First things first: Thinking Critically about Information (cont.)
As I mentioned last week, the criteria for evaluating resources should be used to evaluate all sources of information, both print and online, but you need to be especially careful with online resources because there are no filters—editors, publishers, reviewers, etc.—between you, the user, and the information you find. There are four main criteria for evaluating information sources: Purpose, Authority, Accuracy, and Currency. Today, we’ll look at Authority, Accuracy, and Currency.
#2 – Authority
Like any print resource, you need to ask questions. Who are the author(s) and/or sponsor(s) of the web site? Are the credentials (education, occupation, experience, etc.) of the author(s) listed? Do these qualify him or her to write about this subject? And most importantly, can you verify the credentials listed? Remember, anyone can post anything on the Internet. If someone claims to be a professor from a university, go to that university’s website and confirm that they are indeed listed on the faculty—in the discipline they claimed on the resource. Anyone can say they are an M.D. It’s up to you to confirm whether or not they are, so check the hospital in which they claim to work to be certain they are.
Another helpful hint is to check the site’s “about” or “contact” information. Does the site list a phone number, physical address, or e-mail link you can use to verify the legitimacy of the author(s) or sponsoring group? This can be important, because there are organizations out there intentionally trying to mislead people. There used to be a website with the address www.martinlutherking.org. Much of the content on Martin Luther King, Jr., was extremely negative, and it wasn’t until you clicked on the sponsor of the page that you learned it was run by a white supremacist group! How did that happen? They simply bought the domain name before The King Center got online. Thankfully, when you enter the above address now, you are redirected to www.thekingcenter.org, which is the official site of The Estate of Martin Luther King, Jr. I don’t know if it took a lawsuit or a lot of money to get the other URL back, but I was pleased to see it.

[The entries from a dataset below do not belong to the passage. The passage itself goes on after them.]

PR #506, opened 2015-08-11
Improve async_producer tests and prep for more

eapache:
- implement a mockProduceResponse
- fix decoding of produceRequests (bless my foresight in making getSubset a
  method on the packetDecoder)
- collapse three of the simpler existing producer tests into one as a
  proof-of-concept

Heavily influenced by Maxim's recent work on the consumer tests.

@Shopify/kafka cc @horkhe

### DIFF
--- a/mockresponses_test.go
+++ b/mockresponses_test.go
@@ -324,6 +324,52 @@ func (mr *mockOffsetCommitResponse) getError(group, topic string, partition int3
 	return kerror
 }
 
+// mockProduceResponse is a `ProduceResponse` builder.
+type mockProduceResponse struct {
+	errors map[string]map[int32]KError
+	t      *testing.T
+}
+
+func newMockProduceResponse(t *testing.T) *mockProduceResponse {
+	return &mockProduceResponse{t: t}
+}
+
+func (mr *mockProduceResponse) SetError(topic string, partition int32, kerror KError) *mockProduceResponse {
+	if mr.errors == nil {
+		mr.errors = make(map[string]map[int32]KError)
+	}
+	partitions := mr.errors[topic]
+	if partitions == nil {
+		partitions = make(map[int32]KError)
+		mr.errors[topic] = partitions
+	}
+	partitions[partition] = kerror
+	return mr
+}
+
+func (mr *mockProduceResponse) For(reqBody decoder) encoder {
+	req := reqBody.(*ProduceRequest)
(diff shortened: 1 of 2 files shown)


produce_request.go
```diff
@@ -93,8 +93,12 @@ func (p *ProduceRequest) decode(pd packetDecoder) error {
 			if messageSetSize == 0 {
 				continue
 			}
+			msgSetDecoder, err := pd.getSubset(int(messageSetSize))
+			if err != nil {
+				return err
+			}
```
wvanbergen: What is fixed by this? How have we never been burned by this before?

mockresponses_test.go
```diff
@@ -324,6 +324,52 @@ func (mr *mockOffsetCommitResponse) getError(group, topic string, partition int3
 	return kerror
 }
 
+// mockProduceResponse is a `ProduceResponse` builder.
+type mockProduceResponse struct {
```
wvanbergen: I think I prefer calling this one (and the others) `produceResponseBuilder`

produce_request.go
eapache: This fixes decoding of produce requests with multiple message sets. This whole `decode` method was just added by @horkhe a few days ago, and is only used for tests so far, none of which caught this case until I wrote the one above.

wvanbergen: :ok_hand:

mockresponses_test.go
eapache: no preference, that rename can go in a separate PR

wvanbergen:
I have mixed feelings about collapsing the tests into one. It's way less repetitive, but there's usually different behavior around [0, 1, many] instances of the concepts involved, and now we're only testing the "many" scenario.

This is a very generic comment; I don't know if that actually makes any difference in this particular case.

eapache:
> but there's usually different behavior around [0, 1, many] instances of the concepts involved

For brokers and partitions and flushes, 0/1 are just degenerate cases of many, I don't think they really have their own behaviour.

mockresponses_test.go
wvanbergen: :+1:

wvanbergen:
:ship:

eapache:
Upon reflection I removed the test collapsing for now; better to do it right and make sure all cases are covered. Will ship the other components of this on :green_apple:.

This is the most challenging of the evaluation criteria, because to prove accuracy, you either need to know and trust the author(s)/sponsor(s), or you need to do a lot of extra research to confirm the information is true. To do the latter, you again need to ask some questions. Can you verify the information you find on one site in another resource? Is the coverage objective? If not, is the bias clearly stated? Has the information been peer-reviewed or refereed?
Always remember, just because something is clearly written from a subjective point of view doesn’t mean you cannot use it, but it does mean you need to keep that bias in mind when you do. Even “peer-reviewed” doesn’t necessarily mean unbiased anymore. I see stories all the time about top U.S. universities or scholarly publications censoring research by scholars who do not follow the politically correct position of the day. Everyone has biases—even scholars. It’s up to the user to recognize that fact and use information accordingly.
This is the easiest criteria to assess, though it also rates an “it depends,” in terms of usability. To find the currency of a web page, look for a copyright date. What is the date on the web page? How frequently is it updated? Is some of the information obviously out of date?
Sometimes, it doesn’t matter. For example, if your story takes place on the Oregon Trail in 1854, you don’t need to worry about when a webpage was last updated. On the other hand, if you’re writing a story about a family facing a hurricane, and you want to know how FEMA responds today, you’ll probably want to find a website that mentions Florence rather than one that only talks about Katrina or Sandy.
One quick warning when looking for really up-to-date information: If a website says it was last updated on the very day you’re looking at it, be wary, and check back again tomorrow. If it is always updated on the day you view it, chances are the webmaster is using an automatic update tool, so it always looks fresh and new.